Top of Raw data

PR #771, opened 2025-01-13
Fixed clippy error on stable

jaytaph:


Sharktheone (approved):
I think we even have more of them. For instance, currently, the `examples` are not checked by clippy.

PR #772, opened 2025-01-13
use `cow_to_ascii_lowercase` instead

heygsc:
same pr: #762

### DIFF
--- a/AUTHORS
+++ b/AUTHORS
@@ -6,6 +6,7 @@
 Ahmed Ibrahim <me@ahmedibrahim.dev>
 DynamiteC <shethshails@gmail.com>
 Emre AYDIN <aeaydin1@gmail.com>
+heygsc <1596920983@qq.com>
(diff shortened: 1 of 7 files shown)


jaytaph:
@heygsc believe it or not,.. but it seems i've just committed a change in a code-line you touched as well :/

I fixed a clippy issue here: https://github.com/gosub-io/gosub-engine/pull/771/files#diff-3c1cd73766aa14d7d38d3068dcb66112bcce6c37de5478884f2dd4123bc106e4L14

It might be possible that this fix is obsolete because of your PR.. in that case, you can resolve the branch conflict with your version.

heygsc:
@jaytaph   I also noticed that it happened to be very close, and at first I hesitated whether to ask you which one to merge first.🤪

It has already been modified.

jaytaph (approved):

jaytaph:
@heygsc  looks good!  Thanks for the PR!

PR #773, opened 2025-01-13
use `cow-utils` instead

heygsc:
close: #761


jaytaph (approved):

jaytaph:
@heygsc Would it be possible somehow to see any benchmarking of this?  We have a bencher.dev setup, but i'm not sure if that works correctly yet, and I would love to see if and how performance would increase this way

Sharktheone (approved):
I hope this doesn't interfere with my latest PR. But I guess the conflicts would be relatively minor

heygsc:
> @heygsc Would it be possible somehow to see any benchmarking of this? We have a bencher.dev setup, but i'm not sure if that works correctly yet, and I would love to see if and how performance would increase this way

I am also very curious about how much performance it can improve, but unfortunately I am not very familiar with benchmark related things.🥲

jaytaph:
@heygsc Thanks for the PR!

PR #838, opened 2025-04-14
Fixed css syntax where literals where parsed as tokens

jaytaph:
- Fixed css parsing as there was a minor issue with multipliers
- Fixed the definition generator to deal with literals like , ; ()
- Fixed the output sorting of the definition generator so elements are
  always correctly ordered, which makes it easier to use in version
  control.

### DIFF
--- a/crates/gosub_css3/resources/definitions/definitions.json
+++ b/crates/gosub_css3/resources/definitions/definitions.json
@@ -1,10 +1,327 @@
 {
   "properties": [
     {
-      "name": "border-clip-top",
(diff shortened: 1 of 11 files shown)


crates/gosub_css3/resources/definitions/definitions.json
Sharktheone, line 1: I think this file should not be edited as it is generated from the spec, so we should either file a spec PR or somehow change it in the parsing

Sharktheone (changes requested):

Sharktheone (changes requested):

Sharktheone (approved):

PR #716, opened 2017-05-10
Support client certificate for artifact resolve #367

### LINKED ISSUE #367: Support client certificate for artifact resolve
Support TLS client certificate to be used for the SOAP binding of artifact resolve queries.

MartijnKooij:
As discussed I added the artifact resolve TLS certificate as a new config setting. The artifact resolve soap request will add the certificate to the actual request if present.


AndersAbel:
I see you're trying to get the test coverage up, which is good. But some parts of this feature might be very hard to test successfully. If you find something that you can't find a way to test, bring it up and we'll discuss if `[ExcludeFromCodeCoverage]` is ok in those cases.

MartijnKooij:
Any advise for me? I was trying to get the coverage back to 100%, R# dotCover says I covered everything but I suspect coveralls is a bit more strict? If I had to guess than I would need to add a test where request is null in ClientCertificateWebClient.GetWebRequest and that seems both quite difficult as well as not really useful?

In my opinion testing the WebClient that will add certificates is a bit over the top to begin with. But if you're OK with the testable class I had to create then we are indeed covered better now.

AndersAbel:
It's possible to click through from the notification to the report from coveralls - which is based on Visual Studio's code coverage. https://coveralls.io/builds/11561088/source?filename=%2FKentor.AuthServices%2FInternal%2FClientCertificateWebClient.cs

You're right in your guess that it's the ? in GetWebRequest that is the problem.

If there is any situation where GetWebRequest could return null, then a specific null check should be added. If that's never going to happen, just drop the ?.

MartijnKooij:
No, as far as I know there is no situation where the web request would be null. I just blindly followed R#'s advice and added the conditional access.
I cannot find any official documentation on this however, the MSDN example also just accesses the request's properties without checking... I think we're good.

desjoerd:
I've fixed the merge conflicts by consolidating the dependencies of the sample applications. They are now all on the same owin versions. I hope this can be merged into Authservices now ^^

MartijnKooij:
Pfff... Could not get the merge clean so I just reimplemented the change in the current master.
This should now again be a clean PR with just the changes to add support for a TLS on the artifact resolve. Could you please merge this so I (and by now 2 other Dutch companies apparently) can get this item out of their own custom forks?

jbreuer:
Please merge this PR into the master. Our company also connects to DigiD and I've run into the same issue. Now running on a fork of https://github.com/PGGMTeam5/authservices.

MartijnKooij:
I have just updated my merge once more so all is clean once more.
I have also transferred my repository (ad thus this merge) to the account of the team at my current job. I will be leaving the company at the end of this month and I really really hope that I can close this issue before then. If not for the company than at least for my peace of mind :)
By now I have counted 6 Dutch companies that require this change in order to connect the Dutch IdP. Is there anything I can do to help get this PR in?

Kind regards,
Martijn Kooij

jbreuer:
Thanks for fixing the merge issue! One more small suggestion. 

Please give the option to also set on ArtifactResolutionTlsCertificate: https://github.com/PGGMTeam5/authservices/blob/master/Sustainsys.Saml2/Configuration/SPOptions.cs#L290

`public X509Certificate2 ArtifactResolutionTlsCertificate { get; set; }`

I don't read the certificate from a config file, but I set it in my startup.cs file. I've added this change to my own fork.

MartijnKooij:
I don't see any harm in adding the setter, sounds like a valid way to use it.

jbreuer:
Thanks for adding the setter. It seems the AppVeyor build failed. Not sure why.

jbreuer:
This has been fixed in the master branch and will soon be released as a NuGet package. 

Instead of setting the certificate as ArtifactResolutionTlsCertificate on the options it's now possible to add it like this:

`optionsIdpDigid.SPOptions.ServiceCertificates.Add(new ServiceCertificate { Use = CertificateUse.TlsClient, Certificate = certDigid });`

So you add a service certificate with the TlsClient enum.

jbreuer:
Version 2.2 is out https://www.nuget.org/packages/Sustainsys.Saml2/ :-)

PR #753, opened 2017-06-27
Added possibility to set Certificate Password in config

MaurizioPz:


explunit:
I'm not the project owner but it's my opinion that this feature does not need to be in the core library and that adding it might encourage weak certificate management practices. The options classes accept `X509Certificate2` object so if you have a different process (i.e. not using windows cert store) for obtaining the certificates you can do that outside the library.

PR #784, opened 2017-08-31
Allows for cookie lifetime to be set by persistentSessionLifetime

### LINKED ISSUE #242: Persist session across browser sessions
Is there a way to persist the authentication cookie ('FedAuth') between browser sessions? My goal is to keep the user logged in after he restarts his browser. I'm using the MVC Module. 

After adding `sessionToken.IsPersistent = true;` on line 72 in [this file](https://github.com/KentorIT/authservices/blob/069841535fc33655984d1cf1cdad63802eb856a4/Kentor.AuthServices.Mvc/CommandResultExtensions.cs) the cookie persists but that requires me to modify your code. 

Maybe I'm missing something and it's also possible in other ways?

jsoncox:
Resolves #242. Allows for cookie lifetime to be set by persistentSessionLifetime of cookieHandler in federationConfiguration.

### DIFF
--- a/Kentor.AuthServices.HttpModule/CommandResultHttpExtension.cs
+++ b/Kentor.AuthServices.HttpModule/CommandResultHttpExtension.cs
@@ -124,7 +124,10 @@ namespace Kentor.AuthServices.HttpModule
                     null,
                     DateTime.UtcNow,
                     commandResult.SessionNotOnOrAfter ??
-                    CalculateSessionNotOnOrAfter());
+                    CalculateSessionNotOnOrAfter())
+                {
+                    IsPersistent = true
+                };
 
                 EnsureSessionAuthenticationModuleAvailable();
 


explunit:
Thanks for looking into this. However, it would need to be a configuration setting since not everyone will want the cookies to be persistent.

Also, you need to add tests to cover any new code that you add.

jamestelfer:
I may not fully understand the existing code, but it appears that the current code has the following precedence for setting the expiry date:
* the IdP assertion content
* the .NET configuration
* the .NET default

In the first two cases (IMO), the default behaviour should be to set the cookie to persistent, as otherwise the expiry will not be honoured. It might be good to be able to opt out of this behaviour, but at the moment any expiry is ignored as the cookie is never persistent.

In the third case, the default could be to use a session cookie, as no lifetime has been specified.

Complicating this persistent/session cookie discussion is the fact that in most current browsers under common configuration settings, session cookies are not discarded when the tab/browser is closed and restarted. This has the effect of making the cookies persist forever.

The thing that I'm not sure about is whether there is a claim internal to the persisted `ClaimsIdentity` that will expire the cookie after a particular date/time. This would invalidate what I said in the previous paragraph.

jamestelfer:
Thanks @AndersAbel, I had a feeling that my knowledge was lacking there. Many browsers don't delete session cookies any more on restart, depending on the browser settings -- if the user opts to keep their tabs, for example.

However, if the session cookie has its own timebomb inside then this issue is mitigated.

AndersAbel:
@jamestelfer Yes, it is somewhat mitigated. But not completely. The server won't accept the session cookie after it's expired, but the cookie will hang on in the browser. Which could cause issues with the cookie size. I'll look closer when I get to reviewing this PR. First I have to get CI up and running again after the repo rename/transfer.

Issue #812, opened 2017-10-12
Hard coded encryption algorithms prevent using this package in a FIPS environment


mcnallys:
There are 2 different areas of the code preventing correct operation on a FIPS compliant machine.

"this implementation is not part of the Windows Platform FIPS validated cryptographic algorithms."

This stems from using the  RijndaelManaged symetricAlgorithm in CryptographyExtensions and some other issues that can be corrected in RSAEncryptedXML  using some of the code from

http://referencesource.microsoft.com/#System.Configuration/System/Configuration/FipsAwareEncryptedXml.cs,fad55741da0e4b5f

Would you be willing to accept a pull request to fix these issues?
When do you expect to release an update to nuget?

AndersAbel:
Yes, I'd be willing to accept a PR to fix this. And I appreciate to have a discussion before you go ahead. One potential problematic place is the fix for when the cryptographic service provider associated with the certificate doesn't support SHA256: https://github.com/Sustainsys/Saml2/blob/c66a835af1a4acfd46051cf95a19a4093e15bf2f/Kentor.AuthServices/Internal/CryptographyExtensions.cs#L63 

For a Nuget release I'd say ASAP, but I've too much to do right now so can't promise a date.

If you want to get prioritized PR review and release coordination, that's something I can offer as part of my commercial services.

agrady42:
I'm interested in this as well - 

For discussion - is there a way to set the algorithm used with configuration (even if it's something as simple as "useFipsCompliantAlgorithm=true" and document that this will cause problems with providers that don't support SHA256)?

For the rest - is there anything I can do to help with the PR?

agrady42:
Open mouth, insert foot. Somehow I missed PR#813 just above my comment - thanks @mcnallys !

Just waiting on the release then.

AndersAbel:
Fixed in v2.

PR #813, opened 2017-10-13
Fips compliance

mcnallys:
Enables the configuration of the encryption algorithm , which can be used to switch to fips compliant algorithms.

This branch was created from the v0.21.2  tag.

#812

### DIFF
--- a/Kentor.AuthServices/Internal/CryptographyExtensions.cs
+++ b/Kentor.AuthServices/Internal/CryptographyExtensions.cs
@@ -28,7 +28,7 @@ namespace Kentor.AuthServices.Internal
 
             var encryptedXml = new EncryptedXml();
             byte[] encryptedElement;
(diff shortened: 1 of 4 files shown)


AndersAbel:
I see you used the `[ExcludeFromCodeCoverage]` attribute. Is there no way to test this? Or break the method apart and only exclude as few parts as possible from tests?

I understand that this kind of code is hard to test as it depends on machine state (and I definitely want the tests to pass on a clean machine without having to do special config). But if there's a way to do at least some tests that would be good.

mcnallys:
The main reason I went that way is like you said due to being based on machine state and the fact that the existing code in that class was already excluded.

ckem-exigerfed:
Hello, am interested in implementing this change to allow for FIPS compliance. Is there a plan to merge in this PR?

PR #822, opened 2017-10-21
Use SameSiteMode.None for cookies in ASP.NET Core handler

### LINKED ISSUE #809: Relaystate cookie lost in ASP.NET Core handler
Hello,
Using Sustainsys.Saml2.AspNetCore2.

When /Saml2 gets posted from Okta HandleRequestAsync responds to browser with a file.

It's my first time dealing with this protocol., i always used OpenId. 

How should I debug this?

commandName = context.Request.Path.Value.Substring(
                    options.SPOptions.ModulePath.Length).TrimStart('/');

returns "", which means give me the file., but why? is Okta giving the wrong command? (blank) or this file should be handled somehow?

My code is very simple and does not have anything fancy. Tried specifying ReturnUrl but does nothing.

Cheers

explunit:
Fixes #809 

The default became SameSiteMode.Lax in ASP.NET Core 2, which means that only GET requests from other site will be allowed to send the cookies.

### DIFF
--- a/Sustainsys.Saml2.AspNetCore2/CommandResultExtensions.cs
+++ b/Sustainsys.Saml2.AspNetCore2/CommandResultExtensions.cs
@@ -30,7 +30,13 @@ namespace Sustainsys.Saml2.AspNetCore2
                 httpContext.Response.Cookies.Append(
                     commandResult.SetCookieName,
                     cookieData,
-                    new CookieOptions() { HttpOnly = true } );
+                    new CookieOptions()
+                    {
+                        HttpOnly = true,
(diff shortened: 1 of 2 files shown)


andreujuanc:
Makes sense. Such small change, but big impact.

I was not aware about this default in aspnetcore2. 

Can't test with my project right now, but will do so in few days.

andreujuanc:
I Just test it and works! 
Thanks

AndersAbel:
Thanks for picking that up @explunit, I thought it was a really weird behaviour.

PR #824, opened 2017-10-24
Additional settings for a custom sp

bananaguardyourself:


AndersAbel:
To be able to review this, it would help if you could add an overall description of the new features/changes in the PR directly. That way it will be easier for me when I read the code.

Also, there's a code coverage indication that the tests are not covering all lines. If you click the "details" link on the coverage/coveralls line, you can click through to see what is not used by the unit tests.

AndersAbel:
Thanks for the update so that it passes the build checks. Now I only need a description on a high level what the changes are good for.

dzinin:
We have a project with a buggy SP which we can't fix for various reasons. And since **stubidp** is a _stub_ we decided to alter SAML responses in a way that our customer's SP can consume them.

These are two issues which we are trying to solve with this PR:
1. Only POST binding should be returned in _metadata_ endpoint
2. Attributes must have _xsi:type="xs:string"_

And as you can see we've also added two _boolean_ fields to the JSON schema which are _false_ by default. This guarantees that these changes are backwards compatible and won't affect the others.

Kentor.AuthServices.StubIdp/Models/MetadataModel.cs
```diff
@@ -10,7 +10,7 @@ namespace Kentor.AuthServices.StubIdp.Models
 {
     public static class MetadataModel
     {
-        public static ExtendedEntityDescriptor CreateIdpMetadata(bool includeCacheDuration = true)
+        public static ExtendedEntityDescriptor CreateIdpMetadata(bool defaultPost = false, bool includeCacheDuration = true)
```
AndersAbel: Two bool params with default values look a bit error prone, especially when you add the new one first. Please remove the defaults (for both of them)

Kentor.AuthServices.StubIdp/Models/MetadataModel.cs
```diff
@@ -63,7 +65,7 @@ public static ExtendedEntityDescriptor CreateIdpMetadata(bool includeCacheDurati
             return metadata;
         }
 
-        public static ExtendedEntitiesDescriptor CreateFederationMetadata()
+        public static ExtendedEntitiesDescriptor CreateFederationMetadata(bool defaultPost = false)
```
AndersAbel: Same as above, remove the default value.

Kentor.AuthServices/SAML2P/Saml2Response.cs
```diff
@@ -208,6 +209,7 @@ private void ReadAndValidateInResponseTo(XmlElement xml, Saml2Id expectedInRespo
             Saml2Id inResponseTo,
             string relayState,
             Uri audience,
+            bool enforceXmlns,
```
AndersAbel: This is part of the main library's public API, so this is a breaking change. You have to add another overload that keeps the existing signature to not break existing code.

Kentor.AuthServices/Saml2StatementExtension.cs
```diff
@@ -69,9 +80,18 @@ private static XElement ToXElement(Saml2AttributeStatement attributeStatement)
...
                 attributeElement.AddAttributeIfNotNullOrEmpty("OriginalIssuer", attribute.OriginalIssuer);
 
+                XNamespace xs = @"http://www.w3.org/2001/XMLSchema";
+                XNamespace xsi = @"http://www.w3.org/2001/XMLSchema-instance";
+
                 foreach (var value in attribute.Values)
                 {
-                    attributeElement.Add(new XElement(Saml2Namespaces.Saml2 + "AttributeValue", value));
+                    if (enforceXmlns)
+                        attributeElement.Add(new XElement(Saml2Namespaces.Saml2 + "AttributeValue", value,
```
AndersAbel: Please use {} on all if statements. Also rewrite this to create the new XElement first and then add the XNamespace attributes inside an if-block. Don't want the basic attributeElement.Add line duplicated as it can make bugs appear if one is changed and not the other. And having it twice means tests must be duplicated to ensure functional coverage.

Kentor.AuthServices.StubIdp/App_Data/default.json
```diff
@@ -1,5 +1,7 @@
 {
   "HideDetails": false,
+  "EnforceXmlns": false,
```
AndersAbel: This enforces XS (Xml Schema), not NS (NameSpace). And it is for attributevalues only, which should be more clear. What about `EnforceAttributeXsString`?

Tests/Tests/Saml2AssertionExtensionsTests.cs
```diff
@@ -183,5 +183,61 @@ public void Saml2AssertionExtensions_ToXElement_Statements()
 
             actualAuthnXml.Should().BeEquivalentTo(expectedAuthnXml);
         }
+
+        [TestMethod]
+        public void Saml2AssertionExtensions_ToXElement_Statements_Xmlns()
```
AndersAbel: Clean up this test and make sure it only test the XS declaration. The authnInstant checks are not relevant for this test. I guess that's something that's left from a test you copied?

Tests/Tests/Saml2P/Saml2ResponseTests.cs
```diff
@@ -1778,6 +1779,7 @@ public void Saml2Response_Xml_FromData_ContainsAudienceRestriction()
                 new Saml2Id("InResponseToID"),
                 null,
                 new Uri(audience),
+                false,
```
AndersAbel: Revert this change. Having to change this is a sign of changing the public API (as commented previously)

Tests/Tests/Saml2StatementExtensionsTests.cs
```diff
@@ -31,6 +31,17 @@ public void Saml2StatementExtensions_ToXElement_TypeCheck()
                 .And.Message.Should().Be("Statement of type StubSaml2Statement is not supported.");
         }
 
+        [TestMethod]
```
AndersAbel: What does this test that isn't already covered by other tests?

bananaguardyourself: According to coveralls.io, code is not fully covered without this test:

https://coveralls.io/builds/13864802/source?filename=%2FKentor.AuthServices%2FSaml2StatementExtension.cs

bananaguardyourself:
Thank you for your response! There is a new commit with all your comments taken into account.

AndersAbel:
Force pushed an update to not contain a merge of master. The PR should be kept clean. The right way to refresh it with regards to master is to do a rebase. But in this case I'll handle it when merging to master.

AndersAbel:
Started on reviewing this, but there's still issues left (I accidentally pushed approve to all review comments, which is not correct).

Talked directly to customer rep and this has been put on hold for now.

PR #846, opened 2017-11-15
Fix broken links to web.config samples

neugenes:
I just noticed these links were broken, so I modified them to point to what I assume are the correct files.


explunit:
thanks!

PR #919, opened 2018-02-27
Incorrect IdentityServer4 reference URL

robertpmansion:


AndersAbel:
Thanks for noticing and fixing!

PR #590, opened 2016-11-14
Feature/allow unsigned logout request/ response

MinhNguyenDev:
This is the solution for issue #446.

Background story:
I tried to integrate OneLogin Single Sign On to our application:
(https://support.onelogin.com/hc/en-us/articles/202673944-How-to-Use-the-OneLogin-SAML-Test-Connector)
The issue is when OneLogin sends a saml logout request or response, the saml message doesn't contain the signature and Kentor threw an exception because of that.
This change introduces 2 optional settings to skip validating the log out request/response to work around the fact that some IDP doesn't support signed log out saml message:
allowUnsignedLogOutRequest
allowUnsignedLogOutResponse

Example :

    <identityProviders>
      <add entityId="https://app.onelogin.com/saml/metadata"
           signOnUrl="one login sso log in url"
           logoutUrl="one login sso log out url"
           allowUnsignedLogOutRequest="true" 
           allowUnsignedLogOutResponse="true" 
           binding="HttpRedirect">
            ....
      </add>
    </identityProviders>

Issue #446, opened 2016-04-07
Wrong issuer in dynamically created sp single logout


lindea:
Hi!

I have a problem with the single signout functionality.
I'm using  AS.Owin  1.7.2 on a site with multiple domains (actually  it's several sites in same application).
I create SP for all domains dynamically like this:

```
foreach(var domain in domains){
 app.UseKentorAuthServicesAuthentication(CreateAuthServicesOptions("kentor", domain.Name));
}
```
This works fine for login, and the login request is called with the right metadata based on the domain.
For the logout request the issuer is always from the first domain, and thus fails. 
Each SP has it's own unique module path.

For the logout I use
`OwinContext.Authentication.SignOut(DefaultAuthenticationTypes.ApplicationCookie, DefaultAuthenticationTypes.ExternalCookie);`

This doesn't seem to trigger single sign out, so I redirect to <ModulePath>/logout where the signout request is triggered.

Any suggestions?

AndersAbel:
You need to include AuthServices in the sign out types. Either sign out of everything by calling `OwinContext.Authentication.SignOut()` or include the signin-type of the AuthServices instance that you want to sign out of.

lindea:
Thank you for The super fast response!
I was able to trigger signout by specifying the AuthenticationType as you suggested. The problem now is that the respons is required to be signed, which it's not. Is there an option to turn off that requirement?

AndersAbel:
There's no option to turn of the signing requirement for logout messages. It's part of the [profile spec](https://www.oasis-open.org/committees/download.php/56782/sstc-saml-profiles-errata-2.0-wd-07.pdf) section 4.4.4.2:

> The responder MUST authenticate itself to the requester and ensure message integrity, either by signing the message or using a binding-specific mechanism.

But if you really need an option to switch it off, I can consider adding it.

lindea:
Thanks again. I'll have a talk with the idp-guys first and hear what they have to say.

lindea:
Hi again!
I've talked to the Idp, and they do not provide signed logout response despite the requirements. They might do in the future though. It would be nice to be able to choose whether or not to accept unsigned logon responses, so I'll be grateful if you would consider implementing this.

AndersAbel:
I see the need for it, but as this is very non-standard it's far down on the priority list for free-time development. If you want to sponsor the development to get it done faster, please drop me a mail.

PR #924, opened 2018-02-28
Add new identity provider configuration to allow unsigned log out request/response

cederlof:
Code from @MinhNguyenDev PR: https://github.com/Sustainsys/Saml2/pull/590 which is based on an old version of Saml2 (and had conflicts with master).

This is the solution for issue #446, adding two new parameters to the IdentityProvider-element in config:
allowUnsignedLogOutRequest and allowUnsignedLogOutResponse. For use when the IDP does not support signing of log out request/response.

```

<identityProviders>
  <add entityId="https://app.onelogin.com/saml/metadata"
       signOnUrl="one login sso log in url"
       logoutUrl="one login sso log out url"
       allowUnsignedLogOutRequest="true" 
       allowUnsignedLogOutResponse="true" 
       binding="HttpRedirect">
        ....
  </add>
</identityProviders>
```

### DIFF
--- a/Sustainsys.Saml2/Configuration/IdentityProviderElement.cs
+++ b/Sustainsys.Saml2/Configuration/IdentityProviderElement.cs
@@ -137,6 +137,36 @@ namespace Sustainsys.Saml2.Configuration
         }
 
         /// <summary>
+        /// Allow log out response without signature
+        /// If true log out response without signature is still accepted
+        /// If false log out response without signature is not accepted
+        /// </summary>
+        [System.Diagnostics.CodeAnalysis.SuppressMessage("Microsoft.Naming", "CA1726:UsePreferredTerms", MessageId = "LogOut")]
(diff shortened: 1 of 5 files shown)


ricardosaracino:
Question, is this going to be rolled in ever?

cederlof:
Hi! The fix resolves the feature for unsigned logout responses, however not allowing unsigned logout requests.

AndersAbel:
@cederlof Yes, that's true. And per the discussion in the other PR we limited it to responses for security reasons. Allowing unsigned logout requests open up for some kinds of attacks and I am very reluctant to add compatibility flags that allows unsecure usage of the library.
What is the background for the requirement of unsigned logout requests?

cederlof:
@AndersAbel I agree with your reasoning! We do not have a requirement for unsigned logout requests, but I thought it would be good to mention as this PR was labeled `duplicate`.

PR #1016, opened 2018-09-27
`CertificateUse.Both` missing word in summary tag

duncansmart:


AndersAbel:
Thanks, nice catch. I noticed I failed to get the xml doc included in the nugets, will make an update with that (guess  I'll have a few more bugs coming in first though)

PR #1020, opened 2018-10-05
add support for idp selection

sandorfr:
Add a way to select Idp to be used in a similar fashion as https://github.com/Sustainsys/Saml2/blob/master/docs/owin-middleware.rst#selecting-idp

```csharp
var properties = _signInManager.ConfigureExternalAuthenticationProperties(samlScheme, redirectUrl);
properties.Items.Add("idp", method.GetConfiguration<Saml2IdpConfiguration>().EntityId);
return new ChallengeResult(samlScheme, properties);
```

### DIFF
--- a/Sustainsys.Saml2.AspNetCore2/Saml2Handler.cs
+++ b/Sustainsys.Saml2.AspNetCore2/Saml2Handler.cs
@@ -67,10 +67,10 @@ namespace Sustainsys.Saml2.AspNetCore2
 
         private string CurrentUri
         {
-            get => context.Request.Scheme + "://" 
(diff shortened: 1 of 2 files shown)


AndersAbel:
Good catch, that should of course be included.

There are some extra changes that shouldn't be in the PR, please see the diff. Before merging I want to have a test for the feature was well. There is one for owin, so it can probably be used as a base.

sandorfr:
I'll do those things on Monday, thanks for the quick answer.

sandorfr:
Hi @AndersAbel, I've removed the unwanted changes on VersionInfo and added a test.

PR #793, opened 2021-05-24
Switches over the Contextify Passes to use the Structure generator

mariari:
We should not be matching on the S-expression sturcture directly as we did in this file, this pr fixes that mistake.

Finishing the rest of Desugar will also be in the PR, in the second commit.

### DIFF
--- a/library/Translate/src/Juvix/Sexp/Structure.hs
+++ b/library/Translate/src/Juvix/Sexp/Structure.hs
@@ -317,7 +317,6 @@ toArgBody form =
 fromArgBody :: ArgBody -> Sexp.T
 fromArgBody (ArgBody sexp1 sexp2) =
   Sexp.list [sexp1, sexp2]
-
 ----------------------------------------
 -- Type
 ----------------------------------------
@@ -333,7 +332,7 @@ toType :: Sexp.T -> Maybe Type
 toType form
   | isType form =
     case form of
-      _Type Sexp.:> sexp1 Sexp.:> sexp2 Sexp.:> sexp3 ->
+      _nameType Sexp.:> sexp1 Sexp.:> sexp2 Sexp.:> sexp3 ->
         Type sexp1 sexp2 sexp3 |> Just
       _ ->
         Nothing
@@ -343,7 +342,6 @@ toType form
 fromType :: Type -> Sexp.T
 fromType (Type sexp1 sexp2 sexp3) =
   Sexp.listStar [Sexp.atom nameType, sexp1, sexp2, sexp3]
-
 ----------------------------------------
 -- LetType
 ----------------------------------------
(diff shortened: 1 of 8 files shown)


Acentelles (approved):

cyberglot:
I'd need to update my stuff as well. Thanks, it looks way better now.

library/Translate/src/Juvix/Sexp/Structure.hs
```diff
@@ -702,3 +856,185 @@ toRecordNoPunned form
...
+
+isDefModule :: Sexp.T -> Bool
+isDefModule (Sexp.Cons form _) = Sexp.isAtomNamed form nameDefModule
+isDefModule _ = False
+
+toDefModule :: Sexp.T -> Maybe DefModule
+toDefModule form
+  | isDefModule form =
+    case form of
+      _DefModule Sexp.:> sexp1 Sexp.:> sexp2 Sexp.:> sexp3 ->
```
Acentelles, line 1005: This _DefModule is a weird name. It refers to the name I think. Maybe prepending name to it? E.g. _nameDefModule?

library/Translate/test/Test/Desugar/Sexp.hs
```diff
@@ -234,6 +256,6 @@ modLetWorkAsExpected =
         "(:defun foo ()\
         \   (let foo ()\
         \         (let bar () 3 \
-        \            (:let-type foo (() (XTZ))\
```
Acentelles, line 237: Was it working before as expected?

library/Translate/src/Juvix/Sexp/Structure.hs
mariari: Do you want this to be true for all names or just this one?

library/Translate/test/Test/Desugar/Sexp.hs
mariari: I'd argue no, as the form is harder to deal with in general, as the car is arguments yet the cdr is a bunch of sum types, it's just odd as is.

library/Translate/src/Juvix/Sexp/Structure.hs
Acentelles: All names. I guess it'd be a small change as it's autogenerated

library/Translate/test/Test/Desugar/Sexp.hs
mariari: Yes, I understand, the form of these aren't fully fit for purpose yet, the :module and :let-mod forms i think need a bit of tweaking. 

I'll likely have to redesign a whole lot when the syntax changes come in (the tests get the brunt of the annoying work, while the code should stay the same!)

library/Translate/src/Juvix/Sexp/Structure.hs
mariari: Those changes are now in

Bottom of Raw data

*Required work:*
Using the records above, give the number of lines in which the word "going" occurs, and nothing else.

*Result below:*
2